This post is also available in:
עברית (Hebrew)
Small first-person-view (FPV) drones have become a central tool in modern conflicts, but training operators remains a challenge. Real-world FPV flying demands quick reactions, precise control, and the ability to interpret fast-moving video feeds — all under conditions where jamming, cluttered terrain, or hostile fire can disrupt the mission. Conventional simulators often fail to capture this complexity, giving trainees an unrealistic sense of how agile quadcopters behave in the field.
A new system introduced in the United States proposes a more accurate approach. Developed by MVRsimulation, the trainer blends gaming-grade hardware with advanced flight physics to mimic the look and feel of FPV drone operations.
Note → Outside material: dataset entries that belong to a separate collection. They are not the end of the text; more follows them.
PR #98, opened 2021-06-01
Faucet Page Updates

themacexpert:
A user in discord pointed out this weekend that our faucet page was out of date, so I have updated the page to include up to date screenshots as well as indicate the 5 DEV token limit and reminding users that DEV tokens have no value.


albertov19:
LGTM

PR #100, opened 2021-06-02
refactor language select

eshaben:
This PR includes an update to the language select to maintain the page the user is on when switching languages and a general cleanup. When I initially put the language select together, I was just trying to get something up quickly so it was a bit of a mess and there were some unneeded parts that I have removed in this PR.


albertov19:
Looks good 😎

albertov19 (approved):
Looks good 😎

PR #106, opened 2021-06-22
Hardware wallets

albertov19:
This PR adds two pages inside the /integrations/wallets section: Ledger and Trezor.


themacexpert (approved):
Looks good just two suggestions 👍

PR #107, opened 2021-06-23
add treasury overview documentation

eshaben:
Add an overview page on the one treasury that Moonbase Alpha has, the community treasury. There was initially a plan for two treasuries, however it was decided that the parachain bond treasury is not necessary as it does not require the full capabilities of a treasury. So instead the parachain bond treasury was turned into account set in staking storage. 

So this overview goes over the community treasury!


albertov19:
Looks gooooood!

Some comments:

 - Rememer to use variables from the `variables.yml` file. For example all the values in the table should be fetch from there, like `networks.moonbase.treasury.bond` and so on
 - I would make the tutorial Moonbeam generic, and just specify where certain things are Moonbase Alpha specific (this is something we might need to change in staking and governance as well). Now that we are approaching MainNet launch, we have to shift a little bit how we write documentation so it covers as many as all the networks as possible
 -

treasury/overview.md
```diff
@@ -0,0 +1,47 @@
...
+- **Proposal bond** - a deposit equal to a percentage of the total proposal spend amount
+- **Proposal bond minimum** - minimum amount for a proposal bond. This amount must be paid as the bond if it is higher than the deposit percentage
+- **Spend period** - the amount of days, in blocks, during which the treasury funds as many proposals as possible without exceeding the maximum
+- **Maximum approved proposals** - the maximum amount of proposals that can wait in the spending queue
+
+Currently, for Moonbase Alpha:
+
+|             Variable             |     |                                                  Value                                                  |
+| :------------------------------: | :-: | :-----------------------------------------------------------------------------------------------------: |
+|           Proposal bond          |     |                          5% of the proposed spend                                                       |
```
albertov19, line 29: Use the `variables.yml` file

treasury/overview.md
```diff
@@ -0,0 +1,47 @@
...
+|       Proposal bond minimum      |     |                          1 DEV token                                                                    |
+|           Spend period           |     |                          43200 blocks (6 days)                                                          |
+|     Maximum approved proposals   |     |                          100                                                                            |
+
+
+## Community Treasury
+
+To fund the Treasury, 20% of each block's transactions fees will be sent to the Treasury. The remaining 80% of the fees are burned. The Treasury allows stakeholders to submit spending proposals to be reviewed and voted on by the Council. These spending proposals should include initiatives to further the network or boost network engagement. Some network initiatives could include funding integrations or collaborations, community events, network outreach, and more.
```
albertov19, line 37: This first sentence sounds weird, probably "20% of each block's transactions fees will be allocated to it"? Or something similar

treasury/overview.md
```diff
@@ -0,0 +1,47 @@
...
+|     Maximum approved proposals   |     |                          100                                                                            |
+
+
+## Community Treasury
+
+To fund the Treasury, 20% of each block's transactions fees will be sent to the Treasury. The remaining 80% of the fees are burned. The Treasury allows stakeholders to submit spending proposals to be reviewed and voted on by the Council. These spending proposals should include initiatives to further the network or boost network engagement. Some network initiatives could include funding integrations or collaborations, community events, network outreach, and more. 
+
+To deter spam, proposals must be submitted with a deposit, also known as a proposal bond. If the proposal bond is less than the proposal bond minimum, the proposal bond minimum must be submitted for the deposit instead. So, any token holder that has enough tokens to cover the deposit can submit a proposal. If the proposer's balance doesn't have enough funds to cover the deposit, the extrinsic will fail due to insufficient funds and you will have to pay transaction fees.
```
albertov19, line 39: "If the proposal bond is less than the proposal bond minimum, the proposal bond minimum must be submitted for the deposit instead." -> "The proposal bond needs to be higher than a minimum amount, which can be changed by a governance proposal. So any token...."

albertov19, line 39: "If the proposer's balance doesn't have enough funds to cover the deposit, the extrinsic will fail due to insufficient funds and you will have to pay transaction fees."

"If the proposer doesn't have enough funds to cover the deposit ...... funds, but transaction fees will still be deducted."

albertov19 (changes requested):

eshaben:
ok this is ready to be reviewed again... I tried to make this more moonbeam-generic, I know we spoke about having different tables for the different values, but I figure we can cross that bridge if/when we need to since the values are the same across each network right now... as long as "1 Token" is ok with you, if not I can change to a table per network

eshaben:
this is good to be reviewed again

albertov19 (approved):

At its core is the company’s Virtual Reality Scene Generator, paired with a detailed quadcopter flight model from Bihrle Applied Research. The combination allows soldiers to enter a virtual environment modeled on real terrain, complete with military vehicles, weapons systems, and structures that appear dynamically as the scenario progresses.
According to NextGenDefense, the simulator is designed for both skill development and tactical decision-making. Trainees fly from a true first-person perspective and practice identifying, approaching, and neutralizing ground targets. Instructors can tailor missions using an integrated scenario editor, enabling them to recreate operational challenges ranging from urban combat to open-terrain reconnaissance.
Its value lies in preparing operators for highly contested airspace. The system can artificially degrade video feeds to simulate jamming, giving users exposure to the kind of visual disruptions that FPV pilots increasingly face in the field. This capability supports training for missions where communication links are unreliable, and where split-second decisions depend on imperfect information.
Beyond individual training, the system supports larger exercises. Its networking architecture allows it to connect with other simulators — air or ground — to form combined training events. It can also function as a standalone unit for rapid, localized instruction.
The flight model itself is based on a lightweight quadcopter equipped with a front-mounted FPV camera and attachable payloads, similar to those seen in current conflicts. By using high-fidelity physics rather than simplified game mechanics, the simulator captures the sharp maneuvers, acceleration patterns, and handling characteristics that define combat FPV platforms.
The introduction of this simulator highlights a broader shift in military training: moving away from simplified drone trainers and toward systems that reflect the speed, fragility, and precision demands of real FPV operations. As FPV tactics continue to develop, realistic virtual tools are becoming a necessary complement to live training.